Il peut, c'est vrai, y a voir sur des déformations peu importantes, une certaine réparation avec le temps, mais pas sur de fortes déformations. Et dans ce cas, il peut y avoir, outre les conséquences esthétiques, des conséquences au niveau vertébral, auditif, dentaire...

Et sur le plan psychomoteur-cérébral?

Des études ont été menées aux Etats-Unis sur des enfants ayant des plagiocéphalies marquées, à 18 mois puis à 36 mois. Elles ont montré que, par rapport à un groupe témoin, ces enfants avaient des coefficients de développement, de psychomotricité voire des coefficients cognitifs diminués. C'est une réalité.

A partir de quel âge la déformation est-elle irréversible?

Souvent, on fait le point à six mois. Si nécessaire, le port d'un casque peut alors permettre de réparer les dégâts. S'il y a une déformation importante chiffrée avec des platitudes ou des asymétries significatives, soit on ne fait rien puisque l'on ne peut plus agir sur le positionnement de l'enfant et il y aura une réparation spontanée de l'ordre de 25 pc environ; soit on décidera de mettre un casque que l'enfant portera 5-6 mois avec plus de 50 pc d'amélioration.
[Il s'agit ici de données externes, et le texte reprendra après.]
Issue #4519, opened 2018-07-08
"scripts" assume that 'server' in config is set


aghamir:
I tried to use [scripts](https://github.com/spesmilo/electrum/tree/master/scripts) in your repo. However, I got this error:
```
Traceback (most recent call last):
  File "estimate_fee", line 3, in <module>
    peers = util.get_peers()
  File "/home/mohammad/Desktop/Applications/electrum/scripts/util.py", line 55, in get_peers
    interfaces = get_interfaces([server])
  File "/home/mohammad/Desktop/Applications/electrum/scripts/util.py", line 18, in get_interfaces
    connecting[server] = Connection(server, socket_queue, config.path)
  File "/usr/local/lib/python3.5/dist-packages/electrum/interface.py", line 53, in Connection
    host, port, protocol = server.rsplit(':', 2)
AttributeError: 'NoneType' object has no attribute 'rsplit'
```
After debugging, I found this line returns `None`:
https://github.com/spesmilo/electrum/blob/c6ccdbef90de0a96b5354125d090fc4dea8443cd/scripts/util.py#L53
Is there something that I missed?
Thanks a lot

bauerj:
Sure, why not.

aghamir:
Hi @SomberNight ,
Thanks a lot. Your respond is very helpful for me.
I got another error while explore scripts:
```Traceback (most recent call last):
  File "estimate_fee", line 4, in <module>
    results = util.send_request(peers, 'blockchain.estimatefee', [2])
  File "/home/mohammad/Desktop/Applications/electrum/scripts/util.py", line 72, in send_request
    interfaces = get_interfaces(peers)
  File "/home/mohammad/Desktop/Applications/electrum/scripts/util.py", line 19, in get_interfaces
    connecting[server] = Connection(server, socket_queue, config.path)
  File "/usr/local/lib/python3.5/dist-packages/electrum/interface.py", line 53, in Connection
    host, port, protocol = server.rsplit(':', 2)
ValueError: not enough values to unpack (expected 3, got 1)
```
I think interface.py assume there is port and protocol in server name. However, server name is like this `ozahtqwp25chjdjd.onion`.

SomberNight:
Which script are you trying to run? and what is `server` set to in config (because that should include port and protocol like in my example)

aghamir:
I ran `estimate_fee`. I've set server like you said before:
`electrum setconfig server testnet.qtornado.com:50002:s`

PR #4526, opened 2018-07-10
Fix util.py script

aghamir:
Hi,
This is a fix to issue #4519. I don't know why, but 't' protocol generates error. Thus, I removed them.

### DIFF
--- a/scripts/util.py
+++ b/scripts/util.py
@@ -1,11 +1,25 @@
-import select, time, queue
-# import electrum
-from electrum import Connection, Interface, SimpleConfig
-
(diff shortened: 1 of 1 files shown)


ysangkok:
Thank you for trying, but don't send pull requests that include unnecessary changes like pprint everywhere! I know we have some debug output, but it should at least always be prefixed with a description of what is being output, so that it is easy to find out where it is coming from. The issue you are trying to fix was just due to a lack of a call to `filter_protocol`, I pushed a commit with that fix.

Don't get discouraged and thank you for trying to make Electrum better.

Quel est votre message aux parents?

Qu'ils regardent l'arrière du crâne de leur bébé et qu'ils évitent de le positionner de manière telle qu'il ne puisse pas bouger. Il faut éviter les cosy, les relax, les réducteurs de mobilité autour de la tête. Quant à la position pour dormir, jamais sur le ventre. Sur le dos, oui, mais pas dès la naissance. A ce moment-là, le nouveau-né, encore tout arrondi et replié, a tout intérêt à être placé sur le côté, sur un matelas suffisamment ferme. Cette position « naturelle » et spontanée lui permet confort physiologique et plus grande surface d'appui. La position latérale n'est pas instable pendant les premières années de vie, c'est même dans cette position que la surface d'appui est la plus grande. Le côté d'appui latéral sera changé à chaque remise au lit afin que la tête puisse appuyer alternativement sur chacun des côtés. C'est la meilleure prévention de toute déformation crânienne positionnelle future, puisque le crâne ne repose jamais sur sa partie arrière pendant cette période de haut risque. Au bout de quelques semaines, selon le développement de son tonus, l'enfant orientera son corps plus vers le dos, souvent dans une attitude dorso-latérale.

A qui s'adresse votre livre?

Aux parents pour leur dire de prendre garde. Aux médecins pour les inciter à dépister et à ne pas considérer que c'est anodin et que cela va disparaître tout seul.